PR #498, opened 2020-11-27
Annotate manifests for single-node-developer cluster profile

cfergeau:
This partially implements phase 1 of https://github.com/openshift/enhancements#482
and does not change behavior. Initially, all cluster-ingress-operator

Goal of the exercise
Print again the material above, limited to the lines from the one holding "This partially implements" through the last, inclusive.

Exercise solution
This partially implements phase 1 of https://github.com/openshift/enhancements#482
and does not change behavior. Initially, all cluster-ingress-operator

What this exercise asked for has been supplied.